Whether you call it Starmark, Select Edition, or anything else, certified pre-owned programs are finally changing the face of auto sales, as almost all of the major manufacturers now offer a version. While many manufacturers were skeptical at first, fearing that such programs would cannibalize new cars sales, the benefits are now very apparent and have proven to outweigh any loss to new sales. CNW Marketing Research pegs the total number of certified used car sales in 2003 at 1.3 million.
These programs have been cropping up since the mid-nineties as something manufacturers were doing for dealers to get a "second shot" at a car and to grab some of the (big) used car business (Tom Kontos, VP industry relations and analytical services at the Adesa Corp. estimated that 48.7 million used vehicles will be for sale in 2007, from 43.6 million in 2003). Upon second glance, however, by adding value – through an inspection and extended factory warranty – companies can reach entirely new customer demographics and price points with their "discounted" cars. Additionally, many car producers are interested in controlling the residual value of their brands, which they can do by regulating some of the used sales. Even Ferrari, the Italian sports car maker known for its ultra-exclusive, ultra-expensive vehicles which command a premium even as a used car, now certifies their pre-owned cars.

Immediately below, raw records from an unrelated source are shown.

Issue #567, opened 2018-09-28
Replacing `algorithm.gid` with `algorithm.s::Selector`


yebai:
At the moment, each sampler algorithm has a field `alg.gid` to match/select variables in `VarInfo`. This is used to implement the Gibbs sampler, i.e. assigning variables to different component samplers. The current solution creates an unnecessary dependency on `Sampler` since there are cases when we want to select variables from `VarInfo` without referring to a sampler. Perhaps we can create a `Selector` type, and move the `gid` field to this selector type. 

- create a `Selector` type and make it a field of `Sampler`: `varinfo[spl::Sampler]`===> `varinfo[spl.s::Selector]`
- randomly generate a unique `gid` instead of using a manually assigned integer
- each variable in `v::VarInfo` contain an array of `s::Selector`. 
   - Note: each variable can be mapped to multiple samplers

yebai:
Fixed by #720

PR #720, opened 2019-03-18
Using new Selector type instead of gid

KDr2:
#567

### DIFF
--- a/src/Turing.jl
+++ b/src/Turing.jl
@@ -63,14 +63,14 @@ end
 (model::Model)(args...; kwargs...) = model.f(args..., model; kwargs...)
 function runmodel! end
 
-mutable struct Selector
-    uuid :: UUID
+struct Selector
+    gid :: UUID
 end
 Selector() = Selector(uuid1())
-const DEFAULT_SELECTOR = Selector()
+const DEFAULT_SELECTOR = Selector(UUID("00000000-0000-0000-0000-000000000000"))
+const INVALID_SELECTOR = Selector(UUID("00000000-0000-0000-0000-000000000001"))
 const DEFAULT_GID = DEFAULT_SELECTOR
-const INVALID_SELECTOR = Selector()
-==(s1::Selector, s2::Selector) = s1.uuid == s2.uuid
+==(s1::Selector, s2::Selector) = s1.gid == s2.gid
 
 
 abstract type AbstractSampler end
--- a/src/Turing.jl
+++ b/src/Turing.jl
@@ -91,13 +91,13 @@ Turing translates models to chunks that call the modelling functions at specifie
 then include that file at the end of this one.
 """
 mutable struct Sampler{T} <: AbstractSampler
-    parent   ::  AbstractSampler
     alg      ::  T
     info     ::  Dict{Symbol, Any} # sampler infomation
     selector ::  Selector
+    parent   ::  AbstractSampler
 end
-Sampler(alg, model::Model) = Sampler(alg)
-Sampler(alg, info::Dict{Symbol, Any}) = Sampler(SampleFromPrior(), alg, info, Selector())
+Sampler(alg, model::Model, parent=SampleFromPrior()) = Sampler(alg, parent)
+Sampler(alg, info::Dict{Symbol, Any}, parent=SampleFromPrior()) = Sampler(alg, info, Selector(), parent)
 
 include("utilities/Utilities.jl")
 using .Utilities
--- a/src/Turing.jl
+++ b/src/Turing.jl
@@ -8,6 +8,7 @@ module Turing
 #       to indicate that's not implemented inside Turing.jl            #
 ########################################################################
 
+using UUIDs
 using Requires, Reexport, ForwardDiff
 using Bijectors, StatsFuns, SpecialFunctions
 using Statistics, LinearAlgebra, ProgressMeter
@@ -15,7 +16,7 @@ using Markdown, Libtask, MacroTools
 @reexport using Distributions, MCMCChains, Libtask
 using Flux.Tracker: Tracker
 
-import Base: ~, convert, promote_rule, rand, getindex, setindex!
+import Base: ~, ==, convert, promote_rule, rand, getindex, setindex!
 import Distributions: sample
 import MCMCChains: AbstractChains, Chains
 
@@ -62,6 +63,16 @@ end
 (model::Model)(args...; kwargs...) = model.f(args..., model; kwargs...)
 function runmodel! end
 
+mutable struct Selector
+    uuid :: UUID
+end
+Selector() = Selector(uuid1())
+const DEFAULT_SELECTOR = Selector()
+const DEFAULT_GID = DEFAULT_SELECTOR
+const INVALID_SELECTOR = Selector()
+==(s1::Selector, s2::Selector) = s1.uuid == s2.uuid
+
+
 abstract type AbstractSampler end
 
 """
@@ -83,10 +94,13 @@ Turing translates models to chunks that call the modelling functions at specifie
 then include that file at the end of this one.
 """
 mutable struct Sampler{T} <: AbstractSampler
-    alg   ::  T
-    info  ::  Dict{Symbol, Any}         # sampler infomation
+    alg      ::  T
+    info     ::  Dict{Symbol, Any} # sampler infomation
+    selector ::  Selector
 end
-Sampler(alg, model) = Sampler(alg)
+Sampler(alg, model::Model, new_selector=false) = Sampler(alg, new_selector)
+Sampler(alg, info::Dict{Symbol, Any}, new_selector=false) =
+    Sampler(alg, info, new_selector ? Selector() : DEFAULT_SELECTOR)
 
 include("utilities/Utilities.jl")
 using .Utilities
--- a/src/Turing.jl
+++ b/src/Turing.jl
@@ -63,11 +63,10 @@ end
 function runmodel! end
 
 struct Selector
-    gid :: Tuple{Float64, Int32}
+    gid :: UInt64
 end
-Selector() = Selector((time(), rand(Int32)))
-const DEFAULT_SELECTOR = Selector((0.0, 0))
-const INVALID_SELECTOR = Selector((0.0, 1))
+Selector() = Selector(time_ns())
+const INVALID_SELECTOR = Selector(UInt64(1))
 ==(s1::Selector, s2::Selector) = s1.gid == s2.gid
 
 
@@ -92,13 +91,13 @@ Turing translates models to chunks that call the modelling functions at specifie
 then include that file at the end of this one.
 """
 mutable struct Sampler{T} <: AbstractSampler
+    parent   ::  AbstractSampler
     alg      ::  T
     info     ::  Dict{Symbol, Any} # sampler infomation
     selector ::  Selector
 end
-Sampler(alg, model::Model, new_selector=false) = Sampler(alg, new_selector)
-Sampler(alg, info::Dict{Symbol, Any}, new_selector=false) =
-    Sampler(alg, info, new_selector ? Selector() : DEFAULT_SELECTOR)
+Sampler(alg, model::Model) = Sampler(alg)
+Sampler(alg, info::Dict{Symbol, Any}) = Sampler(SampleFromPrior(), alg, info, Selector())
 
 include("utilities/Utilities.jl")
 using .Utilities
--- a/src/Turing.jl
+++ b/src/Turing.jl
@@ -8,7 +8,6 @@ module Turing
 #       to indicate that's not implemented inside Turing.jl            #
 ########################################################################
 
-using UUIDs
 using Requires, Reexport, ForwardDiff
 using Bijectors, StatsFuns, SpecialFunctions
 using Statistics, LinearAlgebra, ProgressMeter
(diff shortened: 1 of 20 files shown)


src/Turing.jl
```diff
@@ -62,6 +63,16 @@ end
 (model::Model)(args...; kwargs...) = model.f(args..., model; kwargs...)
 function runmodel! end
 
+struct Selector
+    gid :: UUID
+end
+Selector() = Selector(uuid1())
```
yebai: Consider `uuid1()` ==> `UUIDs.uuid1()`?

src/Turing.jl
```diff
@@ -62,6 +63,16 @@ end
...
+const DEFAULT_SELECTOR = Selector(UUID("00000000-0000-0000-0000-000000000000"))
+const INVALID_SELECTOR = Selector(UUID("00000000-0000-0000-0000-000000000001"))
+const DEFAULT_GID = DEFAULT_SELECTOR
```
yebai: Is it possible to remove `DEFAULT_GID`, since it's an alias to `DEFAULT_SELECTOR ` anyway?

xukai92:
Regarding the broken tests, it seems like a deterministic bug simply because we fixed the random seed and use a small number of iterations (500) and small tolerance (0.1).  Thus the bug is tied to that particular random seed we set, which makes the estimate slightly larger than the tolerance with 500 iterations. Either simply increasing the number of iterations (e.g. both to 2,000) can fix the tests.

Question is why and where this PR change the random number generator process? With a skim on the changes it doesn't seem direct to me. Or does the use of UUID have any influence on it?

KDr2:
> Question is why and where this PR change the random number generator process? With a skim on the changes it doesn't seem direct to me. Or does the use of UUID have any influence on it?

It must be the UUID, if I change it to a timestamp, all the test cases pass.

src/core/VarReplay.jl
```diff
@@ -139,8 +140,13 @@ getsym(vi::VarInfo, vn::VarName) = vi.vns[getidx(vi, vn)].sym
 getdist(vi::VarInfo, vn::VarName) = vi.dists[getidx(vi, vn)]
 
 getgid(vi::VarInfo, vn::VarName) = vi.gids[getidx(vi, vn)]
-
-setgid!(vi::VarInfo, gid::Int, vn::VarName) = vi.gids[getidx(vi, vn)] = gid
+function setgid!(vi::VarInfo, gid::Selector, vn::VarName, shared=false)
```
yebai: Similar to `VarInfo.gids`, we should consider renaming this function.

src/Turing.jl
```diff
@@ -83,10 +92,13 @@ Turing translates models to chunks that call the modelling functions at specifie
...
 """
 mutable struct Sampler{T} <: AbstractSampler
-    alg   ::  T
-    info  ::  Dict{Symbol, Any}         # sampler infomation
+    alg      ::  T
+    info     ::  Dict{Symbol, Any} # sampler infomation
+    selector ::  Selector
 end
-Sampler(alg, model) = Sampler(alg)
+Sampler(alg, model::Model, new_selector=false) = Sampler(alg, new_selector)
```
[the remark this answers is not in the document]
KDr2: These two arguments constructors are in the algorithm implementation files, e.g.: ` Sampler(alg::PG, new_selector=false)` in `pgibbs.jl`.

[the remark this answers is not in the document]
yebai: I see - thanks!

yebai:
Ready to merge from my side.

KDr2:
> * Do we really need a `DEFAULT_SELECTOR`, since we can always generate a `selector` for new samplers on-the-fly?

Currently, the `DEFAULT_SELECTOR` is used for
1. `SampleFromPrior` and `SampleFromUniform`, in this case, we push var into VI with the default selector because these samplers has no selector. This can be easily fixed.
2. In components of Gibbs, their many `spl.selector == DEFAULT_SELECTOR` and `spl.selector != DEFAULT_SELECTOR`, I will look into this.

KDr2:
> Ready to merge from my side.

OK, if the PR is merged, I will file new PR for the renaming and `DEFAULT_SELECTOR` deletion if I can fix them  :)

KDr2:
> 2\. In components of Gibbs, their many `spl.selector == DEFAULT_SELECTOR` and `spl.selector != DEFAULT_SELECTOR`, I will look into this.

We use `spl.selector ==/!= DEFAULT_SELECTOR` to test if a Sampler is a top-level one or a component of another sampler, so if we remove `DEFAULT_SELECTOR`, we should add a new field to indicate this relation, e.g., a `parent` sampler for each sampler. Is it right?

yebai:
> We use spl.selector ==/!= DEFAULT_SELECTOR to test if a Sampler is a top-level one or a component of another sampler, so if we remove DEFAULT_SELECTOR, we should add a new field to indicate this relation, e.g., a parent sampler for each sampler. Is it right?

yes, maybe add a field to `Selector` instead of `Sampler` for this purpose? Given that each sampler only has one unique `selector` field, this might be the most straightforward approach.

KDr2:
> yes, maybe add a field to `Selector` instead of `Sampler` for this purpose? Given that each sampler only has one unique `selector` field, this might be the most straightforward approach.

I think that adding a `parent` field to the `Sampler` type may be better:
1. The hierarchy is of the samplers, not the selectors. `parent` in Sampler type shows this hierarchy more straightforwardly.
2. We can use the singleton `SampleFromPrior()` as the parent of the top-level samplers.
3. A selector can be reused in different Samplers or be used standalone without any sampler, and selectors have no hierarchies, adding a hierarchy field in it brings much confusion.
4. For now, the argument `new_selector` in the Sampler constructor is also very confusing. When we use `new_selector=true` to create a Sampler, we indeed mean to create a Sampler with a parent. So this argument should be changed to `parent`.

I add some new commits about this, please have a look. @yebai

src/core/VarReplay.jl
```diff
@@ -305,8 +301,8 @@ end
 #   vi.logp = vi.logp[end:end]
 # end
 
-# Get all indices of variables belonging to spl.selector or DEFAULT_SELECTOR
-getidcs(vi::VarInfo, ::SampleFromPrior) = filter(i -> DEFAULT_SELECTOR in vi.gids[i] , 1:length(vi.gids))
+# Get all indices of variables belonging to SampleFromPrior
```
yebai: consider adding a comment here to indicate that: if `VarInfo.gid` is empty for a variable, then it's assumed to be assigned to a `SampleFromPrior` sampler.

src/inference/dynamichmc.jl
```diff
@@ -52,7 +52,7 @@ function sample(model::Model,
     vi = VarInfo()
     model(vi, SampleFromUniform())
 
-    if spl.selector == DEFAULT_SELECTOR
+    if spl.parent == SampleFromPrior()
```
yebai: @xukai92 I'm confused by why we need `spl.selector == DEFAULT_SELECTOR` here. Can you clarify?

src/core/VarReplay.jl
KDr2: done.

src/inference/dynamichmc.jl
yebai: Perhaps we can introduce a field to `Selector` to indicate sampling algorithm types, e.g.

```julia
struct Selector
    gid :: UInt64
    alg :: Symbol # :default, :invalid, :Gibbs, :HMC
end
Selector() = Selector(time_ns(), :default)
Selector(a::Symbol) = Selector(time_ns(), a)
==(s1::Selector, s2::Selector) = s1.gid == s2.gid
```

Then we can 

- `spl.selector == DEFAULT_SELECTOR` ==> `spl.selector.alg==:default`
- Remove `INVALID_SELECTOR ` and change ` push!(vi, vn, r, dist, INVALID_SELECTOR)` ==> 
`push!(vi, vn, r, dist, Selector(:invalid))`
https://github.com/TuringLang/Turing.jl/blob/b7ceac22310175f0651f70ac150aaf3e9fad5f78/src/inference/pgibbs.jl#L173

KDr2: Good solution, I will have a try.

yebai:
Excellent work - thanks @KDr2!

src/core/VarReplay.jl
```diff
@@ -70,7 +71,7 @@ mutable struct VarInfo
     vals        ::    Vector{Real}
     rvs         ::    Dict{Union{VarName,Vector{VarName}},Any}
     dists       ::    Vector{Distributions.Distribution}
-    gids        ::    Vector{Int}
+    gids        ::    Vector{Set{Selector}}
```
mohamed82008: Why is it a set? IIUC, every variable can only belong to one sampler, hence one gid is enough, no?

src/core/VarReplay.jl
```diff
@@ -207,6 +207,9 @@ end
 Base.getindex(vi::VarInfo, vview::VarView) = copy(getval(vi, vview))
 Base.setindex!(vi::VarInfo, val::Any, vview::VarView) = setval!(vi, val, vview)
 
+Base.getindex(vi::VarInfo, s::Selector) = copy(getval(vi, getranges(vi, s)))
+Base.setindex!(vi::VarInfo, val::Any, s::Selector) = setval!(vi, val, getranges(vi, s))
```
mohamed82008: Looks identical to the next one, so use `Union{Selector, Sampler}` instead to avoid duplication.

src/core/VarReplay.jl
```diff
@@ -346,6 +356,10 @@ function getranges(vi::VarInfo, spl::Sampler)
     end
 end
 
+function getranges(vi::VarInfo, s::Selector)
```
mohamed82008: Call this function in the `getranges` with `::Sampler` as a second argument to avoid duplication.

src/inference/gibbs.jl
```diff
@@ -28,23 +28,24 @@ mutable struct Gibbs{A} <: InferenceAlgorithm
...
     samplers = Array{Sampler}(undef, n_samplers)
-
     space = Set{Symbol}()
 
     for i in 1:n_samplers
         sub_alg = alg.algs[i]
         if isa(sub_alg, GibbsComponent)
-            samplers[i] = Sampler(typeof(sub_alg)(sub_alg, i), model)
+            samplers[i] = Sampler(sub_alg, model)
+            samplers[i].selector.tag[] = Symbol(typeof(sub_alg))
```
mohamed82008: This and the equivalent in PMMH seem to be the only 2 places where `tag` is modified after construction of the sampler. Can we not pass the tag to the constructor, and avoid the use of `Ref` entirely for performance?

src/inference/mh.jl
```diff
@@ -45,15 +45,15 @@ function MH(n_iters::Int, space...)
...
 end
-MH{T}(alg::MH, new_gid::Int) where T = MH{T}(alg.n_iters, alg.proposals, alg.space, new_gid)
 
 function Sampler(alg::MH, model::Model)
     alg_str = "MH"
 
     # Sanity check for space
-    if alg.gid == 0 && !isempty(alg.space)
+    # TODO: if (this_sampler.selector.tag[] == :default) && !isempty(alg.space)
+    if false && !isempty(alg.space)
```
mohamed82008: ??

src/core/VarReplay.jl
yebai: This relaxed the assumption the one-to-one mapping between variables and samplers. In general, variables can be mapped to multiple component samplers in a Gibbs sampler. For example, a variable can be updated by: `Gibbs(PG(:z), HMC(:z))`. The result will still be correct and can lead to performance gains for some elaborate models.

mohamed82008: I see, thanks for the explanation.

src/inference/gibbs.jl
yebai: I agree that the use of `Ref` might be unnecessary if we avoiding mutating `selector`s after they are created. For this case, we can directly pass in the `tag` when constructing `samper`s, e.g.

```julia
samplers[i] = Sampler(sub_alg, model, Selector(Symbol(typeof(sub_alg))))
```

yebai:
> @KDr2 Sorry, I am late to the party! Thanks for the great PR. I left some comments. If you agree with me, please address them in another PR. Cheers!

I left some comments above. Other comments look reasonable to me and can be addressed by a new PR.

src/inference/mh.jl
KDr2: Fixed by #726.

src/inference/gibbs.jl
KDr2: Fixed by #726.

src/core/VarReplay.jl
KDr2: Fixed by #726.

src/core/VarReplay.jl
KDr2: Fixed by #726.

src/Turing.jl
```diff
@@ -62,6 +62,15 @@ end
 (model::Model)(args...; kwargs...) = model.f(args..., model; kwargs...)
 function runmodel! end
 
+struct Selector
+    gid :: UInt64
+    tag :: Ref{Symbol} # :default, :invalid, :Gibbs, :HMC, etc.
```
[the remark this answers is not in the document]
KDr2: Fixed by #726.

Another reason for the turnaround in mindset concerning pre-owned sales is that the popularity of leasing has increased steadily over the last decade. Lease expiration floods the market with often only "slightly" used late model vehicles (according to CNW Market Research, 3 million leased vehicles were returned to dealers in 2003 with an additional 2.6 million off-lease vehicles due in 2004. As most lease terms are two to three years in duration with mileage allowances ranging from ten to fifteen thousand miles, many are in "like new" condition with the original factory warranty intact. In the past, the majority of these cars would be snapped up by wholesalers who would auction them off and many would find their way to a used car lot eventually anyway. With extended warranties costing the dealerships anywhere from five hundred to two thousand dollars, you can expect to pay a slight premium to have a certified car over market price.
One final benefit individual dealerships are finding with their programs is that they provide a place to put new vehicles that haven't sold during their model year on the new car lot. By designating the car a "loaner" or "used," the dealerships can flip the car into the CPO program and still make a decent profit by charging the certified premium, in lieu of trading the car away or selling at (or below) invoice.
Any way you slice it, there are certainly like-new vehicles available at like-used car prices, which is good for consumers and dealers alike. Though manufacturers may not receive anywhere near the premium they get from new car sales, the protection of residuals and payback they derive from CPO sales is certainly better than nothing.
To compare certified pre-owned programs, visit IntelliChoice.com.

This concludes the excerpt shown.